» **EXERCISE OBJECTIVE**
Lines from the entries below that hold "APIUser" form the answer; copy all of them.
┌─ EXTRACTED INFORMATION
PR #25, opened 2020-10-10
feat: server templates

advaith1:
https://github.com/discord/discord-api-docs/pull/1712
https://github.com/discord/discord-api-docs/pull/2144

### DIFF
--- a/package-lock.json
+++ b/package-lock.json
@@ -1,6 +1,6 @@
 {
   "name": "discord-api-types",
-  "version": "0.5.0",
+  "version": "0.6.0",
   "lockfileVersion": 1,
   "requires": true,
   "dependencies": {
--- a/v8/payloads/template.ts
+++ b/v8/payloads/template.ts
@@ -1,0 +1,23 @@
+/**
+ * Types extracted from https://github.com/discord/discord-api-docs/blob/master/docs/resources/Template.md
+ */
+
+import type { APIUser } from './user'
+import type { APIGuild } from './guild'
+
+/**
+ * https://github.com/discord/discord-api-docs/blob/master/docs/resources/Template.md#template-structure
+ */
+export interface APITemplate {
+    code: string;
+    name: string;
+    description: string | null;
+    usage_count: number;
+    creator_id: string;
+    creator: APIUser;
+    created_at: string;
+    updated_at: string;
+    source_guild_id: string;
+    serialized_source_guild: Partial<APIGuild>;
+    is_dirty: boolean | null;
+}
--- a/v8/payloads/template.ts
+++ b/v8/payloads/template.ts
@@ -3,7 +3,7 @@
  */
 
 import type { APIUser } from './user';
-import type { APIGuild } from './guild';
+import type { RESTPostAPIGuildsJSONBody } from '../rest';
 
 /**
  * https://discord.com/developers/docs/resources/template#template-object
@@ -18,6 +18,12 @@ export interface APITemplate {
 	created_at: string;
 	updated_at: string;
 	source_guild_id: string;
-	serialized_source_guild: Partial<APIGuild>;
+	serialized_source_guild: APITemplateSerializedSourceGuild;
 	is_dirty: boolean | null;
+}
+
+export interface APITemplateSerializedSourceGuild extends Omit<RESTPostAPIGuildsJSONBody, 'icon'> {
+	description: string | null;
+	preferred_locale: string;
+	icon_hash: string | null;
 }
--- a/v8/payloads/template.ts
+++ b/v8/payloads/template.ts
@@ -1,12 +1,12 @@
 /**
- * Types extracted from https://github.com/discord/discord-api-docs/blob/master/docs/resources/Template.md
+ * Types extracted from https://discord.com/developers/docs/resources/template
  */
 
 import type { APIUser } from './user';
 import type { APIGuild } from './guild';
 
 /**
- * https://github.com/discord/discord-api-docs/blob/master/docs/resources/Template.md#template-structure
+ * https://discord.com/developers/docs/resources/template#template-object
  */
 export interface APITemplate {
 	code: string;
--- a/v8/payloads/template.ts
+++ b/v8/payloads/template.ts
@@ -2,22 +2,22 @@
  * Types extracted from https://github.com/discord/discord-api-docs/blob/master/docs/resources/Template.md
  */
 
-import type { APIUser } from './user'
-import type { APIGuild } from './guild'
+import type { APIUser } from './user';
+import type { APIGuild } from './guild';
 
 /**
  * https://github.com/discord/discord-api-docs/blob/master/docs/resources/Template.md#template-structure
  */
 export interface APITemplate {
-    code: string;
-    name: string;
-    description: string | null;
-    usage_count: number;
-    creator_id: string;
-    creator: APIUser;
-    created_at: string;
-    updated_at: string;
-    source_guild_id: string;
-    serialized_source_guild: Partial<APIGuild>;
-    is_dirty: boolean | null;
+	code: string;
+	name: string;
+	description: string | null;
+	usage_count: number;
+	creator_id: string;
+	creator: APIUser;
+	created_at: string;
+	updated_at: string;
+	source_guild_id: string;
+	serialized_source_guild: Partial<APIGuild>;
+	is_dirty: boolean | null;
 }
--- a/v8/rest/index.ts
+++ b/v8/rest/index.ts
@@ -5,7 +5,7 @@ export * from './gateway';
 export * from './guild';
 export * from './invite';
 export * from './oauth2';
-export * from './template'
+export * from './template';
 export * from './user';
 export * from './voice';
 export * from './webhook';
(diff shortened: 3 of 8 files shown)


package-lock.json
```diff
@@ -1,6 +1,6 @@
 {
   "name": "discord-api-types",
-  "version": "0.5.0",
+  "version": "0.6.0",
```
vladfrangu, line 3: Ha, no.
```suggestion
  "version": "0.5.1",
```

v8/rest/index.ts
```diff
@@ -393,6 +394,34 @@ export const Routes = {
...
+	template(code: string) {
+		return `/guilds/templates/${code}`;
+	},
+
+	/**
+	 * Route for:
+	 * - GET `/guilds/{guild.id}/templates`
+	 * - POST `/guilds/{guild.id}/templates`
+	 */
+	guildTemplate(guildID: string) {
```
vladfrangu, line 411: This should probably be `guildTemplates`

v8/rest/index.ts
```diff
@@ -393,6 +394,34 @@ export const Routes = {
...
+		return `/guilds/${guildID}/templates`;
+	},
+
+	/**
+	 * Route for:
+	 * - PUT `/guilds/{guild.id}/templates/{template.code}`
+	 * - PATCH `/guilds/{guild.id}/templates/{template.code}`
+	 * - DELETE `/guilds/{guild.id}/templates/{template.code}`
+	 */
+	guildTemplateModify(guildID: string, code: string) {
```
vladfrangu, line 421: In contrast to above, `guildTemplate`

v8/rest/template.ts
```diff
@@ -0,0 +1,34 @@
+import type { APIGuild, APITemplate } from '../payloads';
+
+/**
+ * https://github.com/discord/discord-api-docs/blob/master/docs/resources/Template.md#get-template--get-guildstemplatestemplatecodedocs_resources_templatetemplate-object
+ */
```
vladfrangu, line 5: `REST<Method>APIGuildTemplate` please 🙏

vladfrangu: And what's the difference between this and `RESTGetAPIGuildTemplateResult`?

v8/rest/template.ts
```diff
@@ -0,0 +1,34 @@
...
+export interface RESTPostAPIGuildTemplateJSONBody {
+	name: string;
+	description?: string | null;
+}
+
+export type RESTPostAPIGuildTemplateResult = APITemplate;
+
+export type RESTPutAPIGuildTemplateResult = APITemplate;
+
+export type RESTPatchAPIGuildTemplateJSONBody = RESTPostAPIGuildTemplateJSONBody;
```
vladfrangu, line 31:
```suggestion
export type RESTPatchAPIGuildTemplateJSONBody = Partial<RESTPostAPIGuildTemplateJSONBody>;
```

vladfrangu (changes requested):

package-lock.json
advaith1: npm automatically changed this because it's 0.6.0 in package.json

vladfrangu: Oh pfft, it's the lock file
I'm blind

v8/rest/template.ts
advaith1: different endpoints, but the other one should be an array oops

v8/rest/index.ts
advaith1: i documented it as template because you can actually only have one template per guild, it was changed before release so the routes are kinda inconsistent with the behaviour

v8/rest/template.ts
advaith1: https://github.com/discord/discord-api-docs/pull/2144#discussion_r502833612

v8/rest/index.ts
vladfrangu: Still, naming usually follows its route counterpart 👁️

v8/rest/template.ts
vladfrangu: If the data returned is the same, it should.. probably be unified, and exported as an alias

advaith1: you're talking about `export type RESTGetAPITemplateResult = APITemplate;` right? (because this comment is attached to a comment line)
that route returns something else and I edited it, but this route is just the APITemplate object

v8/payloads/template.ts
```diff
@@ -0,0 +1,23 @@
...
+	code: string;
+	name: string;
+	description: string | null;
+	usage_count: number;
+	creator_id: string;
+	creator: APIUser;
+	created_at: string;
+	updated_at: string;
+	source_guild_id: string;
+	serialized_source_guild: Partial<APIGuild>;
```
vladfrangu, line 21: Apparently..this is the same as the `RESTPostAPIGuildCreateJSONBody`?

v8/rest/template.ts
```diff
@@ -0,0 +1,33 @@
...
+
+/**
+ * https://github.com/discord/discord-api-docs/blob/master/docs/resources/Template.md#get-template--get-guildstemplatestemplatecodedocs_resources_templatetemplate-object
+ */
+export type RESTGetAPITemplateResult = APITemplate;
+
+/**
+ * https://github.com/discord/discord-api-docs/blob/master/docs/resources/Template.md#create-guild-from-template--post-guildstemplatestemplatecodedocs_resources_templatetemplate-object
+ */
+export interface RESTPostAPITemplateJSONBody {
```
vladfrangu, line 11: So this is what... create guild with template? If so, this should..really be renamed to make it clearer 🙏  (something like `RESTPostAPIGuildCreateWithTemplate` or something.. it's an edge case where name doesn't match route

v8/rest/template.ts
```diff
@@ -0,0 +1,33 @@
...
+
+export type RESTGetAPIGuildTemplatesResult = APITemplate[];
+
+export interface RESTPostAPIGuildTemplatesJSONBody {
+	name: string;
+	description?: string | null;
+}
+export type RESTPostAPIGuildTemplatesResult = APITemplate;
+
+export type RESTPutAPIGuildTemplateResult = APITemplate;
```
vladfrangu, line 28:
```suggestion
export type RESTPutAPIGuildTemplateJSONBody = RESTPostAPIGuildTemplatesJSONBody;
export type RESTPutAPIGuildTemplateResult = APITemplate;
```

vladfrangu (changes requested):

v8/rest/template.ts
advaith1: the PUT req doesn't take a body

v8/payloads/template.ts
advaith1: no? serialized_source_guild has a lot more than those 2 fields ([example](https://github.com/discord/discord-api-docs/blob/master/docs/resources/Template.md#example-template-object))

v8/rest/template.ts
vladfrangu: Oh it's `sync`...Riiight

v8/payloads/template.ts
vladfrangu: Which are also present in `RESTPostAPIGuildCreateJSONBody`, which has a LOT of fields (like roles, channels, etc...) and it was mentioned in some of the PRs you linked

vladfrangu: See https://github.com/discord/discord-api-docs/pull/2144#issuecomment-708490998

advaith1: oh sorry i misread, so use that but replace icon with icon_hash? looks like it also has a `description` field though

vladfrangu: Is..the JSON body for create guild outdated? Or are there values only for templates? 🤔

advaith1: `icon_hash` is an exception apparently

`description` isn't really useful in creating guilds as it's only for discoverable (or preview_enabled) guilds

vladfrangu: Useful or not, we should document it if it can be used 👍

advaith1: yeah so it should stay APIGuild, since that's the one with the description property and that's what it's documented as

vladfrangu: Yeah..I don't know what to say about that really.. Feedback needed for this one.

Discord claims `serialized_source_guild` is exactly the data that the `Create Guild` endpoint takes (in this case `RESTPostAPIGuildCreateJSONBody` which also accounts for IDs being numbers (!)). Per https://github.com/discord/discord-api-docs/pull/2144#issuecomment-708490998, seems like icon_hash isn't even used anymore (although it's still set... neat). While typing this as `Partial<APIGuild>` isn't necessarily *wrong*, it's also not *right*...

CC @kyranet @iCrawl what do you say?

kyranet: We can still make a `APITemplateSerializedSourceGuildResult`, and if the fields are more similar to `RESTPostAPIGuildCreateJSONBody` but the properties differ, we can omit the ones missing and add the ones that aren't.

vladfrangu: As it stands, `RESTPostAPIGuildCreateJSONBody` is most accurate.. a small `type APITemplateSerializedSourceGuild = RESTPostAPIGuildCreateJSONBody & { whateverIsMissing }` is plenty

vladfrangu: @advaith1 ^ since your PR(s?) were merged

vladfrangu (approved):

kyranet (approved):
└─
» **TASK OUTPUT**
+import type { APIUser } from './user'
+    creator: APIUser;
 import type { APIUser } from './user';
 import type { APIUser } from './user';
-import type { APIUser } from './user'
+import type { APIUser } from './user';
-    creator: APIUser;
+	creator: APIUser;
+	creator: APIUser;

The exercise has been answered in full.